AWS Lambda: How to set up a NAT gateway for a lambda function with VPC access
I found a good detailed tutorial on how to allow your lambda to connect to both VPC ressources and the internet here: https://gist.github.com/reggi/dc5f2620b7b4f515e68e46255ac042a7
A quick walk-through:
- setup new subnets for your lambda (with CIDRs not overlapping your existing subnets). You need:
- one subnet which will be pointing to an Internet Gateway (IGW) to be used by the NAT (let's call it A)
- several pointing to the NAT to be used by your lambda (B, C and D)
- add a NAT gateway: set the subnet to A
- set your lambda VPC subnets to B, C and D
- create 2 routes table:
- one that points to your NAT with destination 0.0.0.0/0
- one that points to your IGW (should already exists) with destination 0.0.0.0/0
- update the subnet A to use the route table pointing to the IGW
- update the subnets B, C and D to use the route table pointing to the NAT
Hope this helps.
You need both the IGW and the NAT gateway for this to work.
In the public subnets (ones you want to reach from outside) point the 0.0.0.0/0 traffic to the IGW gateway. The NAT gateway itself needs to sit in one of these public subnets.
In the private subnets that you want to NAT point 0.0.0.0/0 traffic to the NAT gateway elastic network interface.
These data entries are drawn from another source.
Issue #3822, opened 2026-09-20
NeqSim defects from a software HAZOP of the calculation layer


PatrickMockridge:
**Provenance.** These come from a software HAZOP of NeqSim's calculation layer (7 guidewords applied to each safeguard
as a node), not from the port. Where a finding sits underneath an issue that is already filed, it is marked
**[RELATED]** and carries this caveat:

> **This issue comes from a HAZOP run to elucidate root causes. It is *extra* to the previously raised issue(s) it
> references. It does not supersede them, does not dispute their fixes, and does not ask for them to be reopened.
> Where the earlier issue is closed, it stays closed; this is a distinct defect or a root cause beneath it.**

**Environment.** NeqSim at HEAD, `pom.xml` version **3.21.0**, `src/main/resources/data/COMP.csv` at **389 rows /
171 columns**. The version matters: several of the eleven issues filed against `neqsim-3.20.0` no longer reproduce
here, and two of the findings below exist *because* of a fix that landed since.

**Verification status.** Every finding states how it was established. No JVM was available in the environment, so
nothing here is a run. The categories are:

| Mark | Meaning |
|---|---|
| **ARITHMETIC** | The value follows from the shipped coefficients and the expression quoted from source. Computed exactly; anyone can reproduce it with the row and the line. |
| **SOURCE** | Provable by reading the quoted lines. No run needed — it is a code defect, not a numerical one. |
| **COUNT** | A count over `COMP.csv`, reproducible with the script given. |

One candidate finding was **withdrawn** during verification and is recorded here rather than filed: an apparent bypass
of the ion guard by `H+PZCOO-` (`COMPTYPE=ion`, `IONICCHARGE=0`). It does not bypass. The guard is
`ionicCharge == 0 && !isIsIon()`, and `isIsIon()` reads `componentType`, which is `ion`
(`Component.java:2126-2130`), so the row is correctly excluded. The initial reading checked one condition of a
two-condition guard. It is recorded because a reader may draw the same conclusion and should not.

---

## Issue 1 — `getAntoineVaporPressure` returns `+Infinity` for `H2O2` **[RELATED — #3768]**

> **HAZOP caveat.** This comes from a HAZOP run to elucidate root causes. #3768 identified the unreachable DIPPR-101
> branch and its fix is correct — `usesDipprVaporPressureCorrelation()` now selects DIPPR for rows labelled `log`
[...]

PR #3830, opened 2026-09-20
[AI-Assisted] fix(thermo): include complete Mie hard-chain thermal dependence

### LINKED ISSUE #3814: `PhaseSAFTVRMie.dF_HC_SAFTdT()` omits the chain contact value's temperature dependence, so `Hres`/`Sres` are wrong for every fluid with `m > 1`

`neqsim/thermo/phase/PhaseSAFTVRMie.java`, `dF_HC_SAFTdT()` (~line 2182).

---

## Summary

`dF_HC_SAFTdT()` differentiates the chain contact value `g_hs` as though it were a function
of the packing fraction alone. It is not, so the method is wrong for every fluid whose
components have more than one segment — that is, every real fluid. On n-butane alone at
350 K and 30 bara its answer is not merely the wrong size: **it has the wrong sign.**

`Hres`/`Sres` at that state are 6.7% low. `dFdT()` is 8.0% low.

**The volume derivatives are not affected.** At constant temperature the contact value
really does move with the packing fraction alone, so `dF_HC_SAFTdV()`, the volume solve, the
pressure and the fugacity coefficients are all right.

---

## Why

```java
public double dF_HC_SAFTdT() {
  return getNumberOfMolesInPhase() * (mSAFT * daHSSAFTdN * dNSAFTdT - mmin1SAFT / ghsSAFT * dgHSSAFTdN * dNSAFTdT);
}
```

`dNSAFTdT` is `d eta/dT` at constant volume, so both terms are the chain term's derivative
**along the packing fraction**. That is the whole derivative only if `g_hs` depends on the
packing fraction and nothing else — and `volInit()` replaces the Carnahan-Starling contact
value with

```
ghsSAFT = exp( sum_i w_i ln g_Mie_ii / W ),   w_i = x_i (m_i - 1)
g_Mie_ii = g_HS0_i exp( beta_i (g_1 + beta_i g_2) / g_HS0_i ),   beta_i = eps_i / (k T)
```

`calcLnGChainEffective(etaVal, alpha)` reads `ci.getEpsikSAFT() / temperature` beside
`etaVal` and `ci.getdSAFTi()` beside it, so `g_hs` is a function of three things and the
class carries one of them:

| route | carried by `dF_HC_SAFTdT()`? |
|---|---|
| `T` through `eta`, via `dgHSSAFTdN * dNSAFTdT` | yes |
| `T` at fixed `eta`, through `beta = eps/(kT)` | **no** |
| `T` through each segment diameter `d_i(T)` | **no** |

The two missing routes are not a correction — they are most of the derivative. On
methane/n-butane at 350 K and 30 bara, `g_hs` itself moves by `-1.71e-04` per K, where
`dgHSSAFTdN * dNSAFTdT` accounts for `-6.93e-06` of it. The rest is the two routes above.

`dgHSSAFTdN` itself is not at fault: evaluating `calcLnGChainEffective` by hand at `eta` and
`eta ± |eta| 1e-4` reproduces it to twelve digits. The difference quotient is faithful to a
function that is not the one `F_HC_SAFT()` evaluates.

---

## How to reproduce

Self-contained; no test data needed. The trick is that `F_hc` is differenced at a **pinned
molar volume** — perturb `T`, restore the volume, re-run `volInit()` — so the comparison
reaches none of the derivative code above. `setMolarVolume(v)` + `volInit()` is the pair the
class's own `dFdVdVdV()` already uses for exactly this purpose.

```java
import neqsim.thermo.phase.PhaseSAFTVRMie;
import neqsim.thermo.system.SystemSAFTVRMie;

public class MieChainD {
  private static PhaseSAFTVRMie pinned(double t, double v) {
    SystemSAFTVRMie s = new SystemSAFTVRMie(t, 30.0);
    s.addComponent("n-butane", 1.0);
    s.setMixingRule("classic");
    s.init(0);
    s.init(1);
    s.init(2);
    PhaseSAFTVRMie p = (PhaseSAFTVRMie) s.getPhase(0);
    p.setMolarVolume(v);
    p.volInit();
    return p;
  }

    SystemSAFTVRMie s = new SystemSAFTVRMie(350.0, 30.0);
    s.addComponent("n-butane", 1.0);
    s.setMixingRule("classic");
    s.init(0);
    s.init(1);
    s.init(2);
    PhaseSAFTVRMie base = (PhaseSAFTVRMie) s.getPhase(0);
    double v = base.getMolarVolume();
    double h = 0.05;

    System.out.printf("reported dF_HC_SAFTdT() = %.15g%n", base.dF_HC_SAFTdT());
    System.out.printf("its own F_hc, fixed V   = %.15g%n",
        (pinned(350.0 + h, v).F_HC_SAFT() - pinned(350.0 - h, v).F_HC_SAFT()) / (2.0 * h));
    System.out.printf("reported dFdT()         = %.15g%n", base.dFdT());
    System.out.printf("its own F, fixed V      = %.15g%n",
        (pinned(350.0 + h, v).getF() - pinned(350.0 - h, v).getF()) / (2.0 * h));
    System.out.printf("reported HresTP()/n     = %.15g%n",
        base.getHresTP() / base.getNumberOfMolesInPhase());
    System.out.printf("m (segments)            = %.15g%n", base.getmSAFT());
  }
}
```

Output as it stands:

```
reported dF_HC_SAFTdT() = -6.58222781509927e-05
its own F_hc, fixed V   = 0.000180909655021488
reported dFdT()         = 0.00284373111666029
its own F, fixed V      = 0.00309046312607308
reported HresTP()/n     = -3522.40481784965
m (segments)            = 1.85140000000000
```

## Expected

`+1.80909655021488e-04` for the chain term, and `0.00309046312607308` for `dFdT()`.

The difference is not step-sensitive. For `F_hc` it is `1.80905497454420e-04`,
`1.80909655021488e-04` and `1.80910022025832e-04` at `h` of `0.005`, `0.05` and `0.2` K —
converged to eight digits, and the reported value is not near any of them.

## Actual

`-6.58222781509927e-05` for the chain term, and `0.00284373111666029` for `dFdT()`.

The reported chain term is `-0.36` times the correct one — **the sign is wrong** — and
`dFdT()` is 8.0% low. Through `Hres/(RT) = Z − 1 − T·dFdT` that makes `getHresTP()/n` `-3522.4 J/mol` where
the class's own energy gives `-3773.7 J/mol`, a 6.7% error.

## Methane is the exception, and it is easy to test on

At `m = 1` the block

```java
if (mmin1SAFT > 1.0e-10 && eta > 1.0e-10 && eta < 0.55) { ... }
```

is false, so `ghsSAFT` keeps the Carnahan-Starling value — which *is* a function of the
packing fraction alone — and `dF_HC_SAFTdT()` then agrees with its own `F` to `4e-8`
relative. Pure methane is the easy state to reach for, and it is the one state where the
bug is invisible.

Measured on the same three states, each at `h = 0.01` K:

| state | reported | difference of its own `F_hc` |
|---|---|---|
| methane, `m = 1` | -3.69985758564022e-05 | -3.69985760007019e-05 |
| n-butane, `m = 1.8514` | -6.58222781509927e-05 | **+1.80907699712241e-04** |
| methane/n-butane, 0.6/0.4 | -3.09846277671377e-05 | **+2.34611958374598e-05** |

---

## Fix

`dF_HC_SAFTdT()` needs the full `d g_hs/dT`, not only its packing-fraction route. The
smallest patch keeps the class's existing shape: in `volInit()`, beside `dgHSSAFTdN`, store
a second central difference of `calcLnGChainEffective` in `T` at a fixed packing fraction
with the diameters held — call it `dLogGhsDTSAFT` — and then

```java
double dLogGhsDT = dgHSSAFTdN / ghsSAFT * dNSAFTdT + dLogGhsDTSAFT;
return getNumberOfMolesInPhase() * (mSAFT * daHSSAFTdN * dNSAFTdT - mmin1SAFT * dLogGhsDT);
```

The third route — each diameter's own `T d ln d_i/dT` — is not in that difference and has to
be carried separately. It is the one that makes the sign come out right on n-butane.

`dF_HC_SAFTdTdV()` and `dF_HC_SAFTdTdT()` carry the same `dNSAFTdT` term and are wrong the
same way.

EvenSol:
The Mie hard-chain thermal derivatives treated the contact value as depending only on packing fraction and returned zero diameter curvature. This omits the explicit epsilon/(kT) dependence and part of the Barker–Henderson diameter dependence.

Evaluate the complete hard-chain energy with consistent trial temperature and diameters for dT, dTT and dTV, using finite-difference stencils that do not mutate the phase. Evaluate the second diameter-moment derivative from the existing BH quadrature. Existing hard-chain blend/domain behavior is retained.

Validation: the regression fails on unmodified master. This PR alone passes 58 tests, including the existing SystemSAFTVRMie suite. Independent energy perturbations cover methane, n-butane and their mixture at 300 and 350 K, total dT, curvature, the mixed derivative and preservation of the receiver state. The mixed check uses a separate, larger four-corner energy stencil to avoid differentiating the already numerical volume slope.

Documentation: method Javadocs describe the fixed-volume basis and numerical evaluation. These are numerical derivatives, with finite-difference cost and approximation error; they are not claimed as closed-form expressions or validation outside the tested states. No new user workflow or guide is required.

Closes #3814
Addresses #3822 finding 7 (Mie diameter curvature).

Reproduce the focused check: `./mvnw test -Dtest='SystemSAFTVRMieTest,MieDerivativeConsistencyTest'`. Java 8 target, JDK 17, NeqSim 3.21.0. The combined selected Maven lifecycle passed 343 tests (two pre-existing skips). Spotless apply was repeated to stability, Spotless check and the documentation-search audit passed. The full repository test suite was not run locally. No changes to default branch or automatic merging are requested.

## CI repair — reservoir scheduling (2026-09-20)

Commit `11a39d1f7102dd78d1565f139bb14723ba88176c` fixes the producer flash race observed in `ProcessModelOperatingActionEvaluatorTest`. `SimpleReservoir` now reports its gas/oil/water producers and gas/water injectors through the standard stream topology API. The parallel scheduler therefore places separately registered producer streams after their reservoir instead of flashing the same mutable fluid concurrently.

Added a regression that failed before the fix and verifies all five stream connections, defensive list containers, dependency levels and parallel execution. `./mvnw -B -ntp -Dtest=SimpleReservoirStreamTopologyTest,ProcessModelOperatingActionEvaluatorTest,ProcessModelOperatingActionSetEvaluatorTest,SimpleReservoirTest,MieDerivativeConsistencyTest test` passed: 12 tests, zero failures/errors on Java 17. Documentation impact: updated the reservoir guide and Javadocs to explain stream ownership and scheduling.

After Maven bootstrap, `python devtools/run_spotless.py apply` (clean repeat), `python devtools/run_spotless.py check`, `python devtools/check_documentation_search.py`, both `pre-commit run --all-files --hook-stage pre-commit` and `--hook-stage pre-push`, and `git diff --cached --check` all exited 0. **VALIDATION PENDING CI** on the new head.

If 0.0.0.0/0 is aleady bound to the gateway you need to remove that and add it pointing the NAT gateway.
See: http://docs.aws.amazon.com/AmazonVPC/latest/UserGuide/vpc-nat-gateway.html
You need two different subnets. It sounds as if you only have one.
Lambda can only use private subnets inside VPC.
Definition of a private subnet: the default route is a NAT instance (which most be on a different, public subnet) or a NAT Gateway, and no machines in the subnet have a public IP address. Machines with public IP addresses are allowed on a private subnet, but for the most part, they will not work properly, because this is technically a misconfiguration.
Definition of a public subnet: the default route is the igw-xxxxxxxx
Internet Gateway object, and machines have public IP addresses assigned. Machines without public IP addresses are allowed on a public subnet, but they will not be able to access the Internet, because this is a misconfiguration.
It sounds like you are trying to change your existing subnet from public to private by changing the default route. As expected, this breaks other things.